┌─ DATA EXTRACT

PR #1522, opened 2023-05-12
Add release build configuration to detoxrc

siepra:
There's an additional action required after merging the branch. Bitrise AVD setup should point to `emulator` device name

└─

In the material above, find the line with "Add release build configuration to detoxrc"; then copy it and every line after it, exactly, through the end.

__TASK SOLUTION__.
Add release build configuration to detoxrc

siepra:
There's an additional action required after merging the branch. Bitrise AVD setup should point to `emulator` device name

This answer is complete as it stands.